(Beginning of Data for this task)

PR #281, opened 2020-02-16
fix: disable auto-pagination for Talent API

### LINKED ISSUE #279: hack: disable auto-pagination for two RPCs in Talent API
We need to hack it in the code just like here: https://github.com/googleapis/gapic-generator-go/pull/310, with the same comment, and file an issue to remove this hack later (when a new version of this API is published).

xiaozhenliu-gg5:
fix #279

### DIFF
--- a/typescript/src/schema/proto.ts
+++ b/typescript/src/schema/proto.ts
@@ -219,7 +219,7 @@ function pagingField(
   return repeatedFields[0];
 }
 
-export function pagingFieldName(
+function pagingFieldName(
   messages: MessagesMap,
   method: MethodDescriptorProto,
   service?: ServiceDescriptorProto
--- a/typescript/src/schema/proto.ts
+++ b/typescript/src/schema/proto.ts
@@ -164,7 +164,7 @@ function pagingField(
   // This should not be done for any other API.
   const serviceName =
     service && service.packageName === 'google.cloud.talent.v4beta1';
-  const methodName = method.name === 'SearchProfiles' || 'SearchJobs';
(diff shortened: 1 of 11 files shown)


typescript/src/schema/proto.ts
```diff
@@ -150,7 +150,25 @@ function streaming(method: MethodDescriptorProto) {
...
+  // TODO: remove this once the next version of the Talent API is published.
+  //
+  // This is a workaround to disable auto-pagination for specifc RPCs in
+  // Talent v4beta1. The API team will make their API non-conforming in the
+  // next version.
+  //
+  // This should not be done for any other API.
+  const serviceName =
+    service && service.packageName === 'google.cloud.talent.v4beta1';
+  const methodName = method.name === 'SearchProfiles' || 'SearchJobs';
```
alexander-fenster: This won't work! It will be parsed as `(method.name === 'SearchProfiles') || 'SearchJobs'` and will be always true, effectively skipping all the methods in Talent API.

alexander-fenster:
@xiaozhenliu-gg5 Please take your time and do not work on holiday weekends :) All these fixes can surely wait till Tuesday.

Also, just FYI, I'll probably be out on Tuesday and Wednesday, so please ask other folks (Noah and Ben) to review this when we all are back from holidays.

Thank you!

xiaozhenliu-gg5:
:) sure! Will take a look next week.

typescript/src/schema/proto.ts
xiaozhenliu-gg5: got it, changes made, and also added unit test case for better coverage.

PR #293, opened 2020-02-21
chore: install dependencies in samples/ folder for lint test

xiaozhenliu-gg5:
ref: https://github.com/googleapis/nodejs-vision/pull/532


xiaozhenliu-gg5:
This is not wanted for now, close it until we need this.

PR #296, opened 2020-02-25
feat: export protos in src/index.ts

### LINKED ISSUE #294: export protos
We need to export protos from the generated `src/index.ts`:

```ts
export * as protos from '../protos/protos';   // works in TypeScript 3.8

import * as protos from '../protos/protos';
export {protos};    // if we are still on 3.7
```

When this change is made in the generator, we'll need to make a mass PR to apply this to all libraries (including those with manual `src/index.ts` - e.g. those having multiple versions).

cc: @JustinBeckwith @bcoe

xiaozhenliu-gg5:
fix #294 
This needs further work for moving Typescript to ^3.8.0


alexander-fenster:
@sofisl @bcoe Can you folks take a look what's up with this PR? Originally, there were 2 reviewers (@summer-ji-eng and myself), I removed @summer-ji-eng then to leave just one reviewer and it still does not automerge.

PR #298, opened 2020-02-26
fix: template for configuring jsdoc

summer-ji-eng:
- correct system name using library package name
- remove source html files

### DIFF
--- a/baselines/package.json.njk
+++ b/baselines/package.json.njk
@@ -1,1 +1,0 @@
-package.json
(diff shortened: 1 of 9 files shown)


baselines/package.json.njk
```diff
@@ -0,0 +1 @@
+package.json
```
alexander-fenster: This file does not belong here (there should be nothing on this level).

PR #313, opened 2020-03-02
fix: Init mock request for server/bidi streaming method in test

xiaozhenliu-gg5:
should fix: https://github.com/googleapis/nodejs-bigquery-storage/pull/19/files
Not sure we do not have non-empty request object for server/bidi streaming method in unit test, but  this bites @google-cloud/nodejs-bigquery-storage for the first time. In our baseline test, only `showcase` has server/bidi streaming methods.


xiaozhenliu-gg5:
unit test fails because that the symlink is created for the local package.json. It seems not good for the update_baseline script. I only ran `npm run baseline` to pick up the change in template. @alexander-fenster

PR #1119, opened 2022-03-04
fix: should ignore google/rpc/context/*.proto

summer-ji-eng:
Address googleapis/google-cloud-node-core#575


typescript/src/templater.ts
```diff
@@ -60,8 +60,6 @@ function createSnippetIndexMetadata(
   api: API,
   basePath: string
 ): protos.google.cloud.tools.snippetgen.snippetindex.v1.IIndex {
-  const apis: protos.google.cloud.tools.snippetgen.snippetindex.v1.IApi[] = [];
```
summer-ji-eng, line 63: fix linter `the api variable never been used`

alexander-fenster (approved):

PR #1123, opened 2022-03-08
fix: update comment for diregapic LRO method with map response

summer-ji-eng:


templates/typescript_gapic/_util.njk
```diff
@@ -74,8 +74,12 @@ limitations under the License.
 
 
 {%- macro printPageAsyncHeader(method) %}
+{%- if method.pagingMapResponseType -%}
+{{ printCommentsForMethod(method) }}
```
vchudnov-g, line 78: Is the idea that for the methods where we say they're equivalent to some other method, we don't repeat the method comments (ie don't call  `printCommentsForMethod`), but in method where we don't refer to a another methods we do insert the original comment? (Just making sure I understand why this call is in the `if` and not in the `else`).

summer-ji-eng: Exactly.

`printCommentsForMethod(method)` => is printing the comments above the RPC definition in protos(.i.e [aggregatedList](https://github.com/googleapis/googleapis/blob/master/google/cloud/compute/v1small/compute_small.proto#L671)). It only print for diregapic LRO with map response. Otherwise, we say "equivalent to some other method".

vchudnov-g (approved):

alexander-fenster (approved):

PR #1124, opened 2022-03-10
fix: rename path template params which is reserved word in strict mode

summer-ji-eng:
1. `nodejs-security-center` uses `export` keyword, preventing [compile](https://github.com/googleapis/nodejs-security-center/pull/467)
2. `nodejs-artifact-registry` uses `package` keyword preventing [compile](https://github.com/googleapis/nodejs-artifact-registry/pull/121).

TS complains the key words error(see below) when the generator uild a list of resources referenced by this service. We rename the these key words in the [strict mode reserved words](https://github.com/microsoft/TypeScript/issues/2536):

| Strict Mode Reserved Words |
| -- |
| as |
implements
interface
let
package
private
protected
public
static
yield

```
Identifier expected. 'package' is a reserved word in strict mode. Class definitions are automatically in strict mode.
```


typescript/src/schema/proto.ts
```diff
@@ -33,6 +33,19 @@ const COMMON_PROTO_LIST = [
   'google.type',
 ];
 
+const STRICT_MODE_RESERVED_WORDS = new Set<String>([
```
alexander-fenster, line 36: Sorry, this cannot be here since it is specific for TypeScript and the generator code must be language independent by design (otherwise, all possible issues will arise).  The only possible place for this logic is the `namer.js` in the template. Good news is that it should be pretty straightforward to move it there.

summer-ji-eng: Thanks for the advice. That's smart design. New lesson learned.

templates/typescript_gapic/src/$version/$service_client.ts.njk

(End of Data for this task)
(Beginning of Data for this task)

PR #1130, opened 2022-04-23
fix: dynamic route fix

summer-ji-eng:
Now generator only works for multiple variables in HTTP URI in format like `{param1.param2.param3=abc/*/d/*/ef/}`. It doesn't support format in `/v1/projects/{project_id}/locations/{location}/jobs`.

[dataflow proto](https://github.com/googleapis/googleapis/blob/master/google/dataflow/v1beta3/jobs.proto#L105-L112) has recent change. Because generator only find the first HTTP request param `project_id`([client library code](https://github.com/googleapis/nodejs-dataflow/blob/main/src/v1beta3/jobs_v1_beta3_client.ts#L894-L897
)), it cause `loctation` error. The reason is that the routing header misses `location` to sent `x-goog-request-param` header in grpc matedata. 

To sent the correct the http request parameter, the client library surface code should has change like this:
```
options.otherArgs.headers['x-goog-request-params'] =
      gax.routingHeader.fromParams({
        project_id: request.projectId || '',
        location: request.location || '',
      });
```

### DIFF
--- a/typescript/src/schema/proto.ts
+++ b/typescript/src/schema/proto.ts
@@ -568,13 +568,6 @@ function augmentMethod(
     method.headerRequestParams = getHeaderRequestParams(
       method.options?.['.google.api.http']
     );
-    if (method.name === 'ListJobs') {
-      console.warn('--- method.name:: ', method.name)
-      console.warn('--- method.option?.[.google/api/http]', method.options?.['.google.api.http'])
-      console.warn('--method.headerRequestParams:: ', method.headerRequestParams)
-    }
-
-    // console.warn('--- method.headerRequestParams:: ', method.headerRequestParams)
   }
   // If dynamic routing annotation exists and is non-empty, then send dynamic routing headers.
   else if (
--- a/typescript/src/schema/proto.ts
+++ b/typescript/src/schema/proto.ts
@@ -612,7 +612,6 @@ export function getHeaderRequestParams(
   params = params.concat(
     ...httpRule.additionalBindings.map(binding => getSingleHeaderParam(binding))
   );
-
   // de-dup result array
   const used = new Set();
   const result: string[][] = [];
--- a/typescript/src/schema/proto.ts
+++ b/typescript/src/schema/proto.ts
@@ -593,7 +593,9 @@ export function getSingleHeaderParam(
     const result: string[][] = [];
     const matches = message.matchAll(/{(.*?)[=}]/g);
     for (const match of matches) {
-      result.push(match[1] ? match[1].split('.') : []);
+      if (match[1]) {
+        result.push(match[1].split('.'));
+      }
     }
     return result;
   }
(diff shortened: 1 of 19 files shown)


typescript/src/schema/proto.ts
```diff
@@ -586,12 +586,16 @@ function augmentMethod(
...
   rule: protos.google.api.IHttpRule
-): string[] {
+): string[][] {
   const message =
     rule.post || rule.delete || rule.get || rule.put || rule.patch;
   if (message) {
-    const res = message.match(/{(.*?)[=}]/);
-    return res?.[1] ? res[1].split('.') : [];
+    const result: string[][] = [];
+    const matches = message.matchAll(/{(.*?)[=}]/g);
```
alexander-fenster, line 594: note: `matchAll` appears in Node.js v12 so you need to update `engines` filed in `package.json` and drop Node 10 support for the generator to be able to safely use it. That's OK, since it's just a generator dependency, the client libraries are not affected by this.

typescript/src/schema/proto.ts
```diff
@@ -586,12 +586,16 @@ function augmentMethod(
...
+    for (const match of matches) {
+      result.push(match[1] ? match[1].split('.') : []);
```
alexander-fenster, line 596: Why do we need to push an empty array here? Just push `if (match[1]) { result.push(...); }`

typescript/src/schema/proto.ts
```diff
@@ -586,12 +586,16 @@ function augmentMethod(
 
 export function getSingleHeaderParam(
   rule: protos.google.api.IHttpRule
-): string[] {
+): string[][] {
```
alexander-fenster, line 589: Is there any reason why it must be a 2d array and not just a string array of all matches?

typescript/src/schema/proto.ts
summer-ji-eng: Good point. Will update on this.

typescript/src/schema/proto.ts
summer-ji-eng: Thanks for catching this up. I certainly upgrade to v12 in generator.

(End of Data for this task)

**What is being asked**.
Return the lines of the records that include the string "baselines".

**Reply to the exercise**.
--- a/baselines/package.json.njk
+++ b/baselines/package.json.njk
baselines/package.json.njk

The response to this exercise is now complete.